By systematically comparing all the cards, we’ll be able to uncover the pairs efficiently. Let’s get matching!

In [None]:
numcards = len(warped_cards)



# Define the number of elements to plot
ELEMENTS_TO_PLOT = 5
ELEMENTS_TO_PLOT = min(ELEMENTS_TO_PLOT, numcards)

# Define the number of best elements to study
BEST_ELEMENTS_TO_STUDY = 5
BEST_ELEMENTS_TO_STUDY = min(BEST_ELEMENTS_TO_STUDY, numcards - 1)
pairs = {}
fig, axs = plt.subplots(ELEMENTS_TO_PLOT, BEST_ELEMENTS_TO_STUDY + 1, figsize=(16, 3 * ELEMENTS_TO_PLOT))
mb = master_bar(warped_cards)

for i, card_selected in enumerate(mb):
    best_options = []
    for j in progress_bar(range(numcards), total=numcards, parent=mb):
        if i != j:
            distance, best_rotation = best_image_distance(card_selected, warped_cards[j])
            best_options.append((distance, j, best_rotation))
            best_options.sort(key=lambda x: x[0])
            best_options = best_options[:BEST_ELEMENTS_TO_STUDY]

    best_pair = best_options[0][1]
    pairs[i] = best_pair
    if i < ELEMENTS_TO_PLOT:
        ax = axs[i]
        show_image(card_selected, ax=ax[0], title=f"#{i} => #{best_pair}")
        for k, (ratio, j, best_rotation) in enumerate(best_options):
            show_image(best_rotation, ax=ax[k + 1], title=f"#{j} {ratio:.2f}")

plt.show()

In [None]:
# pair id definition
pair_id = {}
id = 0
for k,v in pairs.items():
    if k not in pair_id:
        pair_id[k] = id
        assert v not in pair_id, f"{k,v} => {pair_id[v]}"   # this should work if all the mathc has a mutual match
        pair_id[v] = id
        id+=1
print(pair_id)

## Results
Drumroll, please! It’s time to reveal the results of our AI-powered memory game experiment. After processing and comparing all the cards, here’s what we found:



In [None]:
show_image(image_labeled_cards(image_to_test, cards, thickness=15, labeler=lambda x: (pair_id[x], f"{chr(pair_id[x]+ord('A'))}")))

# Conclusions

These results highlight the potential of using AI to tackle classic games like memory. Who knew that Elsa, Anna, and a bit of computer vision could make such a great team?

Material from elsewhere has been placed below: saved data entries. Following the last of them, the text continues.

PR #1434, opened 2026-02-26
fix(prompts) consolidate all count arrays for prompt limits into one

notecardPasta:
Just moves a few of the repeating count arrays into the prompt model to cut down on code/easier editing. There's potential for consolidating the limit count even further but I'm not sure what the best way would be so this is something simple!

### DIFF
--- a/app/Models/Prompt/Prompt.php
+++ b/app/Models/Prompt/Prompt.php
@@ -6,7 +6,6 @@ use App\Models\Model;
 use App\Models\Reward\Reward;
 use App\Models\Submission\Submission;
 use Carbon\Carbon;
-use Illuminate\Support\Facades\Auth;
 
 class Prompt extends Model {
     /**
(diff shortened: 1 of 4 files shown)


app/Models/Prompt/Prompt.php
```diff
@@ -84,6 +85,27 @@ public function rewards() {
...
     }
 
+    /**
+     * Get an array of how many prompts the user has completed in general.
+     *
+     * @param mixed $user
+     *
+     * @return array
+     */
+    public function filterCount($user) {
```
ScuffedNewt: nit, but would prefer if this was getCount or similar since filter implies a specific operation

ScuffedNewt (approved):

SpeedyD (approved):
Agree with the nit, but otherwise 🤷

MarskyMessier (approved):
+1 with the nit so it's a bit clearer on the backend but otherwise I approve

itinerare (approved):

This project was a delightful summer endeavor shared between a father and daughter, combining play and learning. We had a blast experimenting with various tools and algorithms, discovering how they can solve puzzles and make games more fun. 

Our experiment not only demonstrated the power of AI in gaming but also created wonderful memories. Who knows what we’ll tackle next? The possibilities are endless when you mix family fun with a dash of AI magic!

Maybe not many people enjoy making the computer solve puzzles. But I'm lucky 🍀, I'm not alone.